Related AP Statistics Guides
Vocabulary
The following words are mentioned explicitly in the College Board Course and Exam Description for this topic.Term | Definition |
|---|---|
actual value | The observed or measured response value in a dataset, denoted as y. |
bivariate data | Data involving two variables, typically represented as ordered pairs (x, y) to examine the relationship between them. |
form of association | The pattern or type of relationship between two variables, such as linear, curved, or no relationship. |
linear model | A mathematical representation of the linear relationship between two variables. |
predicted value | The estimated response value obtained from a regression model, denoted as ŷ. |
randomness in residuals | The absence of a clear pattern in a residual plot, indicating that a linear model is appropriate for the data. |
residual | The difference between the actual observed value and the predicted value in a regression model, calculated as residual = y - ŷ. |
residual plot | A scatter plot that displays residuals on the vertical axis versus either the explanatory variable values or predicted response values on the horizontal axis, used to assess the fit of a regression model. |
Frequently Asked Questions
How do you find a residual in AP Stats?
To find a residual, subtract the predicted value from the actual value: residual = y - ŷ. Use the regression equation to calculate ŷ first, then do actual minus predicted.

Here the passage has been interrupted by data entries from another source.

PR #1843, opened 2016-06-27
Add missing exception section

RichyHBM:
Resubmission of #1841. This addresses issue #1839 displaying the exception section even when 2FA is not available


fpigerre:
Discussion regarding this pull request is currently taking place in issue #1839 :mag_right:

PR #1847, opened 2016-06-28
Added uberpeople.net.

awelch83:


_data/social.yml
```diff
@@ -175,6 +175,17 @@ websites:
       software: Yes
       doc: https://support.twitter.com/articles/20170388
 
+    - name: Uberpeople.net
+      url: http://uberpeople.net
+      img: site.png
```
dsoegijono: This is incorrect image name, should be `uberpeople.png`

Carlgo11:
Hello @awelch83,
I'd just like to point out that the build log of your PR, along with error messages, can be found over at [Travis-CI](https://travis-ci.org/2factorauth/twofactorauth/builds/141126965).

The current build log gives these error messages:

```

1. Uberpeople.net should not contain a 'hardware' tag when it's value isn't 'YES'.

2. Uberpeople.net should not contain a 'sms' tag when it's value isn't 'YES'.

3. Uberpeople.net should not contain a 'phone' tag when it's value isn't 'YES'.

4. img/social/uberpeople.png is not 32x32

5. img/social/uberpeople.png should not be larger than 2500 bytes. It is currently 19313 bytes
```

Along with that I'd also like to point out that the `doc:` tag isn't needed if you don't have any link to redirect to. :smile: 

//Carl

awelch83:
@Carlgo11 Thanks for taking the time to get me straightened out. I look forward to making additional contributions

Carlgo11:
Great! Here's a smaller image. Even though the one you used works this one is 40% smaller. :wink: 
uberpeople

PR #2002, opened 2016-08-27
Add monster

stephengroat:


_data/other.yml
```diff
@@ -220,6 +220,13 @@ websites:
       sms: Yes
       software: Yes
 
+    - name: Monster
+      url: http://www.monster.com
```
fpigerre: @stephengroat, It looks like Monster supports https. Would it be possible to update the URL to reflect that?

fpigerre (changes requested):

stephengroat:
@psgs updated

PR #2006, opened 2016-08-29
Add 123 Reg

AndyMDoyle:


Jawshy:
@AndyMDoyle, it's difficult to read the icon's text at that size. Would you like to use the following icon instead? 
123reg 
123 Reg also has a Facebook page at [123-reg](https://www.facebook.com/123regfans). Would you like to add that as well? 

``` ruby
      facebook: 123regfans
```

AndyMDoyle:
That's a much better icon. I toyed with making a modified version myself but yours does the job great.

Thanks.

stephengroat (approved):

PR #2007, opened 2016-08-30
Add ikea

stephengroat:
in honor of college starting in the US, let's secure the college furniture store of the US


Carlgo11:
*cough\* but IKEA is Swedish 😉

stephengroat:
touché

IKEA is really a celebration of cheap people everywhere, not just US college students. Obviously a nationalistic blunder on my part :)

_data/retail.yml
```diff
@@ -103,6 +103,13 @@ websites:
       twitter: hypop
       tfa: No
 
+    - name: IKEA
+      url: http://www.ikea.com
+      img: ikea.png
+      tfa: No
+      twitter: IKEA
```
Carlgo11: How about IKEAUSA here as well? They seem to actually use that account.

Carlgo11:
I feel like it's my duty as a Swedish citizen to provide a better image to use.
Here have this one: 
IKEA  
<br>  
But, well... this image also works I suppose...
För kung och fosterland

stephengroat:
Good catch, I just checked to make sure that the account existed.

And if you can shrink it down, maybe it should be made the tooltip for ikea, just to remind everyone about sweeden's greatness

Carlgo11:
That could work. Or we could change the entire page's background to the great Swedish flag and an `<audio>` tag to play the national anthem.

PR #2010, opened 2016-08-30
Update backup with facebooks

stephengroat:


fpigerre (approved):

_data/backup.yml
```diff
@@ -41,12 +41,14 @@ websites:
     twitter: cloudapp
     img: cloudapp.png
     tfa: No
+    facebook: getcloudapp
 
   - name: CrashPlan
     url: http://www.crashplan.com
```
Jawshy: They are using HTTPS now. @stephengroat, would you like update the URL here or should it be done in a separate pull request?

Jawshy:
Second `looks-good`[†](https://github.com/2factorauth/twofactorauth/pull/2010#discussion_r83551307) unless we are going to be strict enough to have the `twitter` and `facebook` fields ordered directly above/below each other.

PR #2013, opened 2016-08-31
Add ping identity

radeksimko:
https://www.pingidentity.com/en/products/pingid.html


Carlgo11:
How is this not a two factor authentication provider?

radeksimko:
@Carlgo11 I'm not sure I follow? It does support MFA as described in the link.

Jawshy:
@radeksimko, it's difficult to read words when the logo is shrunk down to that size. Would you like to use this image instead? 
pingidentity

stephengroat:
@radeksimko This is a provider of MFA SW, not a site that supports MFA itself. I made an account at https://www.pingidentity.com/en/account/sign-on.html and there was no MFA options.

The 2FA site is focused on listing sites that provide MFA options (and shaming those that don't). For example, do you know any sites that use Ping Identity? Those may be valid options

radeksimko:
@stephengroat I see what do you mean. PI provides couple of products and indeed the PingID is the part of PI portfolio which seems to be purely responsible for the MFA bit.

That said the Ping One offering seems to be integrated w/ PingID - hence it should support MFA in that sense. https://www.pingidentity.com/en/products/pingone.html

I personally have experience only with their on-premise offering (which does support MFA) so I'd need to sign up for the Ping One and see how that works in reality - according to the product page it _should_ have the MFA option though.

> The 2FA site is focused on listing sites that provide MFA options (and shaming those that don't). For example, do you know any sites that use Ping Identity? Those may be valid options

I'm happy to accept this and close the PR if this is really the case, but first I'd like to understand why OneLogin and Okta are in the list because they work pretty much the same way - i.e. they don't provide any other service except providing the auth bit + MFA for other services - i.e. they act as identity providers.

If there is no place for identity providers in the list, then I assume Okta + OneLogin should be removed. 😉

stephengroat:
@radeksimko I completely missed the PingOne stuff. Let me look into when I get a chance. PingOne is a "cloud-based" product, right (not on premise)?

stephengroat (changes requested):
@radeksimko any comments on whether PingOne is a SaaS product? This project tries not to focus on self-hosted products, but SaaS products instead.

Jawshy:
Any updates on this pull request, @radeksimko and @stephengroat?

Carlgo11:
Closing due to inactivity by the author.

PR #2014, opened 2016-08-31
Add Andrews Federal Credit Union [Banking]

umeditor:


stephengroat:
Try using https://tinypng.com to compress the image.

Jawshy:
@umeditor, I think this image would be better because it lacks text which is hard to read at such low resolutions. 
andrewsfederalcu

They also have a [Facebook page](https://www.facebook.com/AndrewsFederal). Would you like to add that as well? 

``` ruby
      facebook: AndrewsFederal
```

umeditor:
I added the Facebook info and ran the image through https://tinypng.com.

umeditor:
…and add the image without text.

fpigerre:
Thanks for the pull request @umeditor! :+1:

PR #2016, opened 2016-09-03
Added Poloniex [Cryptocurrencies]

MickD:


stephengroat:
Thanks for the pr @MickD . Could you push this to `master` instead of `gh-pages`? we merge from `master` to `gh-pages`

MickD:
Oops, will do

PR #2018, opened 2016-09-04
Add BofI Federal Bank [Banking]

Jawshy:
#### Changes:
- Added: [BofI Federal Bank](https://www.bofifederalbank.com/) under banking. 
  - No TFA. [Twitter handle](https://twitter.com/BofIFederalBank). [Facebook page](https://www.facebook.com/BofiFederalBank). 

The [previous pull request for this site](https://github.com/2factorauth/twofactorauth/pull/1911) said that the site uses two-factor authentication, specifically email and hardware options. However, the documentation that was linked did not specify the aforementioned types of 2FA and said that MFA was only for first login. 

> NOTE: Protecting your online identity is extremely important to us. When logging in for the first time you will be establishing your credentials for the multi-factor authentication security processes we use to identify users and companies. 

\- [bofi-federal-bank-online-banking-instructions.pdf](https://www.bofifederalbank.com/Portals/0/Documents/BofIFederalBank/bofi-federal-bank-online-banking-instructions.pdf)


fpigerre:
Thanks for the pull request @Jawshy! :+1:

Carlgo11:
Looks like they don't monitor their Twitter and Facebook.
And with only 700 likes & 400 followers I begin to question if it's really worth adding them to the list.
Plus, from looking at their Facebook account it looks like 2FA isn't their only problem.

Carlgo11:
But if we are going to add them, this is their support email: `customerservice@bofifederalbank.com`

PR #2020, opened 2016-09-05
Add Cloudways [Hosting]

Jawshy:
Closes https://github.com/2factorauth/twofactorauth/issues/2017. 
#### Changes:
- Added: [Cloudways](https://www.cloudways.com/) under hosting. 
  - [Software token TFA](https://support.cloudways.com/enabling-two-factor-authentication-for-your-cloudways-account/) (Google Authenticator and Authy).


Carlgo11:
So it's a RFC 2289 system and no native Authy support?

Jawshy:
As far as I can tell from the doc, yes.

PR #2021, opened 2016-09-08
Add GeForce (Nvidia) [Gaming]

Jawshy:
Changes: 
- Added: [Nvidia](http://www.nvidia.com/) under gaming. 
  - No TFA. [Account page](https://account.nvidia.com/). [Twitter handle](https://twitter.com/nvidia) and [Facebook page](https://www.facebook.com/NVIDIA).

What does a positive residual mean?
A positive residual means the actual y-value is greater than the predicted y-value. On a scatterplot, the point is above the regression line, so the model underestimated that value.
What does a negative residual mean?
A negative residual means the actual y-value is less than the predicted y-value. On a scatterplot, the point is below the regression line, so the model overestimated that value.
How do you interpret a residual in context?
State the size, direction, and context of the prediction error. For example, a residual of -4 minutes means the model predicted 4 minutes more than the actual time for that observation.
What does a residual plot show?
A residual plot graphs residuals against the explanatory variable or predicted values. It helps you decide whether a linear model is appropriate for the data.
When is a residual plot evidence for a linear model?
A residual plot supports a linear model when the residuals show apparent randomness around 0 with no clear pattern. A curved or systematic pattern is evidence that a linear model is not appropriate.